A card-party is a function at which one should arrive with reasonable promptness. If the invitations call for eight-thirty, one must try not to be more than ten or fifteen minutes late, as the starting of the game will be thus delayed and the hostess inconvenienced. After the game is ended, refreshments are served, and as soon after that as one pleases one may take one’s departure.
SERENITY AT CARDS
It is surprising how many people, at other times well-bred, quite lose their tempers at bridge or whist. The scent of a prize seems to arouse in them a spirit of vulgarity one would not discredit them with possessing if one met them away from the card table. The only proper attitude in all games is one or serenity and courtesy no matter what unspeakable blunders your partner may commit.

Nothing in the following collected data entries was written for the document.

PR #235, opened 2022-04-12
Resource manager cleanup

talekhinezh:


radix-engine/src/engine/track.rs
```diff
@@ -456,31 +461,51 @@ impl<'s, S: SubstateStore> Track<'s, S> {
...
                 SubstateUpdate {
-                    prev_id: substate_update.prev_id,
+                    prev_id,
                     value: resource_manager,
                 },
             );
-            Ok(result)
         } else {
-            panic!("Resource Manager not found");
+            panic!("Component was never borrowed");
```
iamyulong, line 503: Message is misleading :)

radix-engine/src/engine/track.rs
```diff
@@ -456,31 +461,51 @@ impl<'s, S: SubstateStore> Track<'s, S> {
...
+        let maybe_resource = self.resource_managers.remove(&resource_address);
+        if let Some(SubstateUpdate { value, prev_id }) = maybe_resource {
+            self.borrowed_resource_managers
+                .insert(resource_address, prev_id);
+            Ok(value)
+        } else if self
+            .borrowed_resource_managers
+            .contains_key(&resource_address)
+        {
+            panic!("Invalid resource manager reentrancy");
```
iamyulong, line 477: Should this be an error instead of panic? Would also consider moving it up for readability.

iamyulong, line 477: Should this be an error instead of panic?

talekhinezh: No, panic for now since this logic is all enforced by system at the moment

iamyulong (approved):

PR #236, opened 2022-04-13
Output manifest for resim publish

iamyulong:
Note: some extra diffs have been introduced because of formatting with `./format.sh`


talekhinezh (approved):
Looks good, just suggest changing use of base64 to hex

iamyulong:
Agree on that base64 often causes confusion. Performance can be achieved by compression.

Replaced base64 with hex in the other PR.

PR #238, opened 2022-04-13
Resource Manager syscalls refactor

talekhinezh:


iamyulong (approved):
Looks good. May consider refactoring ResourceStatic to the same way as Blueprint/Component.

PR #241, opened 2022-04-13
Bucket refactor

talekhinezh:


radix-engine/src/engine/process.rs
```diff
@@ -865,27 +831,18 @@ impl<'r, 'l, L: SubstateStore> Process<'r, 'l, L> {
...
 
-        Ok(output)
+        Ok((output, moving_buckets, moving_proofs))
     }
 
     /// Calls a function/method.
     pub fn call(
         &mut self,
-        snode_ref: SNodeRef,
+        mut snode_ref: SNodeRef,
```
iamyulong, line 840: Why do we need `mut SNodeRef`?

radix-engine/src/engine/process.rs
```diff
@@ -962,21 +919,37 @@ impl<'r, 'l, L: SubstateStore> Process<'r, 'l, L> {
                     .get_auth(&function);
                 Ok((SNodeState::Bucket(bucket), method_auth.clone()))
             }
-            SNodeRef::Vault(vault_id) => {
+            SNodeRef::BucketRef(bucket_id) => {
```
iamyulong, line 922: Don't think it makes sense to have both `SNode::Bucket` and `SNode::BucketRef`.  

When we call bucket methods it's always `BucketRef`, except `XXX::func(self)` (which should be calling XXXStatic/XXXBlueprint, where bucket is just an argument).

radix-engine/src/engine/process.rs
```diff
@@ -1005,32 +988,47 @@ impl<'r, 'l, L: SubstateStore> Process<'r, 'l, L> {
...
+                    SNodeState::ResourceRef(resource_address, resource_manager) => {
+                        self.track.return_borrowed_global_resource_manager(
+                            resource_address,
+                            resource_manager,
+                        );
+                    }
+                    SNodeState::BucketRef(bucket_id, bucket) => {
+                        self.buckets.insert(bucket_id, bucket);
+                    }
+                    _ => {}
```
iamyulong, line 1030: A good practice is to explicitly write all the remaining matches, so we know what we're doing and not break when a new joiner adds another enum variant.

radix-engine/src/engine/process.rs
```diff
@@ -1052,23 +1050,37 @@ impl<'r, 'l, L: SubstateStore> Process<'r, 'l, L> {
...
             blueprint_name.to_string(),
         ));
-        let result = self.call(snode_ref, function.to_string(), args);
+        let result = self.call(snode_ref, function.to_string(), args)?;
+
+        // Auto move into auth_zone
+        for proof_id in &result.proof_ids {
+            let proof = self.proofs.remove(proof_id).unwrap();
+            self.auth_zone.push(proof);
+        }
```
iamyulong, line 1059: This reminds me that we need special handling of buckets at transaction layer as well. Is that properly covered?

radix-engine/src/engine/process.rs
talekhinezh: good point

radix-engine/src/engine/process.rs
talekhinezh: Yes transaction layer handling of buckets is still special handled. Unifying that comes in a future PR.

radix-engine/src/engine/process.rs
talekhinezh: good point

talekhinezh: Actually, I think we'll want to keep this for now as using BucketStatic won't work given that we'd need to expose arguments to retrieve the method auth. And this may be a useful pattern in the future.

talekhinezh: But will keep this in mind with further refactors.

iamyulong (approved):

PR #251, opened 2022-04-18
Deposit auth

talekhinezh:


radix-engine/src/model/vault.rs
```diff
@@ -153,8 +154,13 @@ impl Vault {
         &mut self,
         function: &str,
         args: Vec<ScryptoValue>,
+        bucket: Option<Bucket>, // FIXME: Hack in order to get deposit auth to work
     ) -> Result<Option<Bucket>, VaultError> {
         match function {
+            "put_into_vault" => {
+                self.put(bucket.unwrap()).map_err(VaultError::ResourceContainerError)?;
```
iamyulong, line 161: Would this crash RE if no bucket is passed via `InvokeSnode` instruction?

talekhinezh: Yes, will crash but so will the other methods as well. Was waiting to fix this until a refactor of methods/args into enums which will happen before v0.4.

iamyulong (approved):
Approved. We will refactor all SNode invocation as the next priority.

PR #254, opened 2022-04-19
Rename borrow macros

iamyulong:
New names:
- `borrow_package`, 
- `borrow_component`, 
- `borrow_resource_manager`


iamyulong:
Merging this rename PR so not to block Scrypto examples update prior to v0.4 release.

Should we have additional concern, can be easily reverted.

PR #262, opened 2022-04-22
Transaction as snode

talekhinezh:


radix-engine/src/transaction/executor.rs
```diff
@@ -171,7 +172,18 @@ impl<'l, L: SubstateStore> TransactionExecutor<'l, L> {
...
         );
         let mut proc = track.start_process(self.trace);
-        let (outputs, error) = validated.main(&mut proc);
+
+        let txn_process = TransactionProcess::new(validated.clone());
+        let mut txn_snode = SNodeState::Transaction(txn_process);
+        let error = match proc.run(&mut txn_snode, "execute".to_string(), vec![]) {
+            Ok(_) => None,
+            Err(e) => Some(e),
+        };
```
iamyulong, line 181: Passing the validated transaction to the transaction process would be cool lol

iamyulong (approved):
Looks good

radix-engine/src/transaction/executor.rs
talekhinezh: I was actually thinking per Instruction at some point :)

PR #267, opened 2022-04-23
Change resim output to use **writeln!** instead of **println!** 

cseidman:
Currently, resim functions which emit output to the console use println! to do so. This means they can only send output to the console. Other applications might wish to redirect the output to other IO objects such as files, network streams, or anything else that implements the std::io:Write trait.

Changes made here replaced the uses of println! with writeln! to use an output object such that what was previously: 
println!("This is some text") ; 
becomes
writeln!(out, "This is some text") ; 

The "out" in this case can be a stdout, a  file; or a TcpStream

Doing this allows the TCP server to use the same functions used by local resim without resorting to copying files for this purpose and then having them be out of sync.


iamyulong:
Closing this PR as it was wrongly branched. @cseidman will create a new one.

The same rule of promptness applies to a musicale. After greeting the hostess, guests take the seats assigned to them, and chat with those persons near them until the program is begun. During the music not a word should be spoken. If one has no love for music, let consideration for others cause one to be silent. If this is impossible, it is less unkind to send a regret than to attend and by so doing mar others’ enjoyment of a musical feast.
At a ball or large dance, one may arrive when one wishes. The ladies are shown to the dressing-room, then meet their escorts at the head of the stairs and descend to the drawing-rooms or dance-hall. Here the host and hostess greet one, after which one mingles with the company.
FILLING DANCE PROGRAMS
At a formal dance, programs or orders of dance are provided, each man and each woman receiving one as he or she leaves the dressing-room or enters the drawing-room. Upon this card a woman has inscribed the names of the various men who ask for dances. As each man approaches her with the request that he be given a dance, she hands him her card and he writes his name on it, then writes her name on the corresponding blank on his own card. As he returns her program to her the man should say “Thank you!” The woman may bow slightly and smile or repeat the same words.
No woman versed in the ways of polite society will give a dance promised to one man to another, unless the first man be so crassly ignorant or careless as to neglect to come for it. Should a man be guilty of this rudeness he can only humbly apologize and explain his mistake, begging to be taken again into favor. If he be sincere the woman must, by the laws of good breeding, consent to overlook his lapse, but she need not give him the next dance he asks for unless she believes him to be excusable.